## [YOUR GOAL]
The lines you need are those holding the word "with"; pull them from the material.

## [DATA TO EXAMINE]
PR #407, opened 2025-05-13
Change LootTables to work with LootDrop resource (instead of dictionaries)

Phazorknight:
*Re: Loot Table entries as resource*

So I gave this ago and I feel I'm pretty close to getting it to work, just having some trouble adapting the existing code as I'm quite unfamiliar with it.

- Created a new resource called `LootDrop.gd` (very open to change the name, but that seemed to make sense to me as you fill a table with drops. Looks very straightforward, just adapted your example dict entry.

- Changed _BaseLootTable.gd_ to accept `Array[LootDrop]` instead of Dictionary.
Pretty much just looks like this:
```
class_name LootTable extends Resource

@export var drops: Array[LootDrop] = []

func _init() -> void:
	pass
```

- Then I changed pretty much any reference to LootTable dict arrays to be Array[LootDrop].
- Then I changed any of the loops etc. to access the lootdrop properties directly instead of getting dict entrys. This is pretty easy overall, but I had to change the `cogito_loot_generator.gd` logic handling quest items a bit (as every LootDrop has that property), so instead of checking if the property exits, it checks the value.
```
162		# Handle Quest Items			
163		elif _winner.quest_id > -1: # If winner is a quest item
```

## [RESPONSE BOX]
Change LootTables to work with LootDrop resource (instead of dictionaries)
So I gave this ago and I feel I'm pretty close to getting it to work, just having some trouble adapting the existing code as I'm quite unfamiliar with it.
- Created a new resource called `LootDrop.gd` (very open to change the name, but that seemed to make sense to me as you fill a table with drops. Looks very straightforward, just adapted your example dict entry.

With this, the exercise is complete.